Saturday, March 21, 2020

I Miss Sports So, So, So Much

I miss sports. I miss millionaires diving into billionaires to save a $150 basketball. I miss buzzer beaters, chin-high heaters, and even Astros cheaters. I miss one seeds and three putts and five holes. I miss Roger Federer faking his opponent so far the wrong way on a forehand that both guys have to laugh.

I quit full-time sportswriting six years ago partly because I was tired of the same old wheel, season after season, year after year—the Final Four to the NBA Finals to the World Series to the Super Bowl to the Final Four. But now that these events are inexplicably gone, I’d give my left pinky toe just to cuddle up with a cold beer and the Valero Texas Open.

This has never happened in American history. Sports is shut down, put up, and locked away. No March Madness, no NBA, no NHL, no golf, no tennis, no spring training, no NASCAR, no nothing. All I have is these two guys hitting a ball from one high-rise-apartment window to the other. I’ve watched it 11 times now.

I know we’re doing the right thing. Until the coronavirus calms down, Americans have to stay away from one another, and sports are the opposite of that. Fans, athletes, refs, writers, popcorn vendors, and sweat-mop boys have to avoid all contact. So, you know, just pretend you play for the Cleveland Browns.

The other day, I read the saddest paragraph in sports history. It was in a how-to-isolate-yourself directive: “Shooting hoops solo is OK … Also permitted: hitting a tennis ball against a backboard.” (Cue soft whimpering.)

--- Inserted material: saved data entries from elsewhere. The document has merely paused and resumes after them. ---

PR #11248, opened 2025-11-05
feat(builders): multipart form data output support

didinele:


packages/builders/src/messages/Attachment.ts
```diff
@@ -12,21 +13,33 @@ export class AttachmentBuilder implements JSONEncodable<RESTAPIAttachment> {
 	 */
 	private readonly data: Partial<RESTAPIAttachment>;
 
+	/**
+	 * This data not included in the output of `toJSON()`. For this class specifically, this refers to binary data
```
Qjuh:
```suggestion
	 * This data is not included in the output of `toJSON()`. For this class specifically, this refers to binary data
```

packages/builders/src/messages/Attachment.ts
```diff
@@ -12,21 +13,33 @@ export class AttachmentBuilder implements JSONEncodable<RESTAPIAttachment> {
...
+	 * that will wind up being included in the multipart/form-data request, if using with the `MessageBuilder`.
```
Qjuh:
```suggestion
	 * that will wind up being included in the multipart/form-data request, if used with the `MessageBuilder`.
```

packages/builders/src/messages/Message.ts
```diff
@@ -56,7 +56,9 @@ export interface MessageBuilderData
 /**
  * A builder that creates API-compatible JSON data for messages.
  */
-export class MessageBuilder implements JSONEncodable<RESTPostAPIChannelMessageJSONBody> {
+export class MessageBuilder
+	implements JSONEncodable<RESTPostAPIChannelMessageJSONBody>, FileBodyEncodeable<RESTPostAPIChannelMessageJSONBody>
```
Qjuh:
```suggestion
	implements FileBodyEncodeable<RESTPostAPIChannelMessageJSONBody>
```

This is redundant considering `FileBodyEncodeable` extends `JSONEncodable`

packages/builders/src/messages/Attachment.ts
```diff
@@ -85,6 +98,60 @@ export class AttachmentBuilder implements JSONEncodable<RESTAPIAttachment> {
 		return this;
 	}
 
+	/**
+	 * Sets the file data to upload with this attachment.
+	 *
+	 * @param data - The file data (Buffer, Uint8Array, or string)
+	 * @remarks Note that this data is NOT included in the `toJSON()` output. To retrieve, use {@link getRawFile}.
+	 */
+	public setFileData(data: Buffer | Uint8Array | boolean | number | string): this {
```
Qjuh: From what I can tell from docs it seems like support for `boolean | number` in RawFile in `@discordjs/rest` is for when not using `payload_json` but instead sending all properties as form data. So this should probably not be supported as parameters here.
```suggestion
	public setFileData(data: Buffer | Uint8Array | string): this {
```

packages/builders/src/messages/Assertions.ts
```diff
@@ -1,9 +1,20 @@
+import { Buffer } from 'node:buffer';
 import { AllowedMentionsTypes, ComponentType, MessageFlags, MessageReferenceType } from 'discord-api-types/v10';
 import { z } from 'zod';
 import { embedPredicate } from './embed/Assertions.js';
 import { pollPredicate } from './poll/Assertions.js';
 
+const fileKeyRegex = /^files\[(?<placeholder>.+?)]$/;
+
+export const rawFilePredicate = z.object({
+	data: z.union([z.instanceof(Buffer), z.instanceof(Uint8Array), z.boolean(), z.number(), z.string()]),
```
Qjuh:
```suggestion
	data: z.union([z.instanceof(Buffer), z.instanceof(Uint8Array), z.string()]),
```

packages/util/src/JSONEncodable.ts
```diff
@@ -18,3 +20,49 @@ export interface JSONEncodable<Value> {
 export function isJSONEncodable(maybeEncodable: unknown): maybeEncodable is JSONEncodable<unknown> {
 	return maybeEncodable !== null && typeof maybeEncodable === 'object' && 'toJSON' in maybeEncodable;
 }
+
+/**
+ * Result of encoding an object that includes file attachments
+ *
+ * @typeParam BodyValue - The JSON body type
+ */
+export interface FileBodyEncodeableResult<BodyValue> {
```
Qjuh:
```suggestion
export interface FileBodyEncodableResult<BodyValue> {
```

packages/util/src/JSONEncodable.ts
```diff
@@ -18,3 +20,49 @@ export interface JSONEncodable<Value> {
...
+}
+
+/**
+ * Represents an object capable of representing itself as a request body with file attachments.
+ * Objects implementing this interface can separate JSON body data from binary file data,
+ * which is necessary for multipart/form-data requests.
+ *
+ * @typeParam BodyValue - The JSON body type
+ */
+export interface FileBodyEncodeable<BodyValue> extends JSONEncodable<BodyValue> {
```
Qjuh:
```suggestion
export interface FileBodyEncodable<BodyValue> extends JSONEncodable<BodyValue> {
```
And everywhere else.

packages/builders/src/messages/Message.ts
didinele: I'm aware, but I'm honestly for leaving it in just for extra readability without knowing what a FileBodyEncodeable is (arguably beneficial for docs too?). Thoughts @vladfrangu

Qjuh: For docs it would (should) show the toJSON() on the extended interface already, so not sure of the benefit

packages/builders/src/messages/Attachment.ts
```diff
@@ -85,6 +98,60 @@ export class AttachmentBuilder implements JSONEncodable<RESTAPIAttachment> {
...
+		return this;
+	}
+
+	/**
+	 * Converts this attachment to a RawFile for uploading.
+	 *
+	 * @returns A RawFile object, or undefined if no file data is set
+	 */
+	public getRawFile(): Partial<RawFile> | undefined {
+		if (!this.fileData) {
```
ckohen: This should probably check if fileData.data is undefined as well, since you aren't deleting keys when you clear.

(I do see you check this in the message builder but why not do it here)

ckohen (dismissed):

packages/builders/src/messages/Assertions.ts
```diff
@@ -1,9 +1,20 @@
+import { Buffer } from 'node:buffer';
 import { AllowedMentionsTypes, ComponentType, MessageFlags, MessageReferenceType } from 'discord-api-types/v10';
 import { z } from 'zod';
 import { embedPredicate } from './embed/Assertions.js';
 import { pollPredicate } from './poll/Assertions.js';
 
+const fileKeyRegex = /^files\[(?<placeholder>.+?)]$/;
```
vladfrangu: isn't the placeholder supposed to be \d+ only?

didinele: I'm actually a bit unclear from the docs. It seems like no generally, but *maybe* for messages specifically?

packages/util/src/RawFile.ts
```diff
@@ -0,0 +1,29 @@
...
+	 * An explicit key to use for the formdata field for this file.
+	 * When not provided, the index of the file in the files array is used in the form `files[${index}]`.
+	 * If you wish to alter the placeholder snowflake, you must provide this property in the same form (`files[${placeholder}]`)
+	 */
+	key?: string;
+	/**
+	 * The name of the file. This is the actual filename that will be used when uploading to Discord.
+	 * This is also the name you'll use to reference the file with attachment:// URLs.
+	 *
+	 * @example 'image.png', 'document.pdf', 'SPOILER_secret.jpg'
```
Jiralite:
```suggestion
	 * @example 'image.png'
	 * @example 'document.pdf'
	 * @example 'SPOILER_secret.jpeg'
```

packages/builders/src/messages/Assertions.ts
Jiralite: From here:

https://github.com/discord/discord-api-spec/blob/28ef48483b4745bcf176b2b53b931a27142e2f55/specs/openapi.json#L3267-L3306

It should be numbers, it seems. I wouldn't limit it to just those because the documentation says `files[42]` can be used.[^1]

[^1]: https://discord.com/developers/docs/reference#uploading-files

packages/util/src/encodables.ts
```diff
@@ -0,0 +1,68 @@
...
+ *
+ * @param maybeEncodable - The object to check against
+ */
+export function isFileBodyEncodable(maybeEncodable: unknown): maybeEncodable is FileBodyEncodable<unknown> {
+	return (
+		maybeEncodable !== null &&
+		typeof maybeEncodable === 'object' &&
+		'toJSON' in maybeEncodable &&
+		'toFileBody' in maybeEncodable
+	);
```
almeidx:
```suggestion
	return isJSONEncodable(maybeEncodable) && 'toFileBody' in maybeEncodable;
```

packages/util/src/RawFile.ts
```diff
@@ -0,0 +1,31 @@
+import type { Buffer } from 'node:buffer';
+
+/**
+ * Represents a file to be added to a request with multipart/form-data encoding
+ */
+export interface RawFile {
+	/**
+	 * Content-Type of the file (e.g., 'image/png', 'application/pdf')
+	 * If not provided, it will be inferred from the file data when possible
```
almeidx:
```suggestion
	 * Content-Type of the file.
	 * If not provided, it will be inferred from the file data when possible
	 *
	 * @example 'image/png'
	 * @example 'application/pdf'
```

packages/rest/src/lib/utils/types.ts
```diff
@@ -276,29 +276,7 @@ export interface InvalidRequestWarningData {
...
-	 * When not provided, the index of the file in the files array is used in the form `files[${index}]`.
-	 * If you wish to alter the placeholder snowflake, you must provide this property in the same form (`files[${placeholder}]`)
-	 */
-	key?: string;
-	/**
-	 * The name of the file
-	 */
-	name: string;
-}
+export { type RawFile } from '@discordjs/util';
```
almeidx:
```suggestion
export type { RawFile } from '@discordjs/util';
```

packages/builders/src/messages/Attachment.ts
```diff
@@ -85,6 +98,60 @@ export class AttachmentBuilder implements JSONEncodable<RESTAPIAttachment> {
 		return this;
 	}
 
+	/**
+	 * Sets the file data to upload with this attachment.
+	 *
+	 * @param data - The file data (Buffer, Uint8Array, or string)
```
almeidx:
```suggestion
	 * @param data - The file data
```

packages/builders/src/messages/Attachment.ts
```diff
@@ -85,6 +98,60 @@ export class AttachmentBuilder implements JSONEncodable<RESTAPIAttachment> {
...
+	 * @remarks Note that this data is NOT included in the `toJSON()` output. To retrieve, use {@link getRawFile}.
```
almeidx:
```suggestion
	 * @remarks Note that this data is NOT included in the {@link toJSON} output. To retrieve it, use {@link getRawFile}.
```

packages/builders/src/messages/Attachment.ts
```diff
@@ -85,6 +98,60 @@ export class AttachmentBuilder implements JSONEncodable<RESTAPIAttachment> {
...
+	 */
+	public clearFileData(): this {
+		this.fileData.data = undefined;
+		return this;
+	}
+
+	/**
+	 * Sets the content type of the file data to upload with this attachment.
+	 *
+	 * @remarks Note that this data is NOT included in the `toJSON()` output. To retrieve, use {@link getRawFile}.
```
almeidx:
```suggestion
	 * @remarks Note that this data is NOT included in the {@link toJSON} output. To retrieve it, use {@link getRawFile}.
```

packages/builders/src/messages/Attachment.ts
```diff
@@ -85,6 +98,60 @@ export class AttachmentBuilder implements JSONEncodable<RESTAPIAttachment> {
...
+	 */
+	public clearFileContentType(): this {
+		this.fileData.contentType = undefined;
+		return this;
+	}
+
+	/**
+	 * Converts this attachment to a RawFile for uploading.
+	 *
+	 * @returns A RawFile object, or undefined if no file data is set
```
almeidx:
```suggestion
	 * Converts this attachment to a {@link RawFile} for uploading.
	 *
	 * @returns A {@link RawFile} object, or `undefined` if no file data is set
```

packages/builders/src/messages/Assertions.ts
```diff
@@ -125,3 +136,11 @@ const messageComponentsV2Predicate = baseMessagePredicate.extend({
 });
 
 export const messagePredicate = z.union([messageNoComponentsV2Predicate, messageComponentsV2Predicate]);
+
+// This validator does not assert file.key <-> attachment.id coherence. This is fine, because the builders
+// should effectively guarantee that.
+export const fileBodyMessagePredicate = z.object({
+	body: messagePredicate,
+	// No min length to support message edits
+	files: rawFilePredicate.array(),
```
almeidx:
```suggestion
	files: rawFilePredicate.array().max(10),
```

packages/builders/src/messages/Assertions.ts
```diff
@@ -1,9 +1,20 @@
+import { Buffer } from 'node:buffer';
 import { AllowedMentionsTypes, ComponentType, MessageFlags, MessageReferenceType } from 'discord-api-types/v10';
 import { z } from 'zod';
 import { embedPredicate } from './embed/Assertions.js';
 import { pollPredicate } from './poll/Assertions.js';
 
+const fileKeyRegex = /^files\[(?<placeholder>\d+?)]$/;
```
almeidx, line 7: According to the spec, you can only use keys 0-9 here
https://github.com/discord/discord-api-spec/blob/28ef48483b4745bcf176b2b53b931a27142e2f55/specs/openapi.json#L2815-L2858


```suggestion
const fileKeyRegex = /^files\[(?<placeholder>\d)]$/;
```

Jiralite:
> I'm assuming there will be a follow-up pull request to add support for this in mainlib

Yeah, especially because #11273.

packages/builders/src/messages/Assertions.ts
vladfrangu: Technically true, you can only upload 10 images at a time, but i thought you can provide any value in the `files[<key>]` part, up to 10 elements tho

Jiralite: Gonna link what I said here: https://github.com/discordjs/discord.js/pull/11248#discussion_r2528955051

Their documentation says you can even pass `files[42]`, so...

didinele: Yeah, I'm not sure what's correct here, spec or docs.

didinele: See https://discord.com/channels/222078108977594368/999796393810067607/1439881773172527125 (internals)

We're leaving this as is

packages/builders/src/messages/Message.ts
almeidx: I think we should get rid of it. Especially considering the implementation of `isFileBodyEncodable()`.
In the end it doesn't matter all that much regardless

packages/builders/src/messages/Message.ts
```diff
@@ -56,7 +56,7 @@ export interface MessageBuilderData
 /**
  * A builder that creates API-compatible JSON data for messages.
  */
-export class MessageBuilder implements JSONEncodable<RESTPostAPIChannelMessageJSONBody> {
+export class MessageBuilder implements FileBodyEncodable<RESTPostAPIChannelMessageJSONBody> {
```
vladfrangu: Should implement both I'd say

packages/util/src/encodables.ts
```diff
@@ -0,0 +1,63 @@
...
+}
+
+/**
+ * Represents an object capable of representing itself as a request body with file attachments.
+ * Objects implementing this interface can separate JSON body data from binary file data,
+ * which is necessary for multipart/form-data requests.
+ *
+ * @typeParam BodyValue - The JSON body type
+ */
+export interface FileBodyEncodable<BodyValue> extends JSONEncodable<BodyValue> {
```
vladfrangu: I would remove the extends JSONEncodable from here since imo these two interfaces serve two separate purposes

packages/builders/src/messages/Message.ts
didinele: https://github.com/discordjs/discord.js/pull/11248#discussion_r2534490568

packages/util/src/encodables.ts
didinele: I can't think of any multipart form data endpoint that doesn't also take in json properties... they don't serve "different purposes", FileBodyEncodable fundamentally relies on `this.toJSON()`, the implementation being made in this PR behaves in this fashion too.

vladfrangu (approved):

Here’s how bad it’s gotten: The other day I came upon two teenage boys throwing a football in the alley near my home. I stopped. My sports-starved brain took over from there. The lefty has a nice tight spiral, but I don’t like his footwork. I’d like to see the redhead catch more with his hands than his body. Still—Suddenly, I noticed they were looking at me like they were about to dial 911.

What do we do with ourselves? After Pearl Harbor, Franklin D. Roosevelt persuaded baseball’s commissioner, Kenesaw Landis, to keep baseball going to take people’s minds off the war. A week after 9/11, baseball was back on. But even sports can’t get us through this. It’s a planet-wide stoppage until … who knows? And when they do finally come back, Tom Brady won’t even be wearing a New England Patriots uniform. We are through the looking glass, people.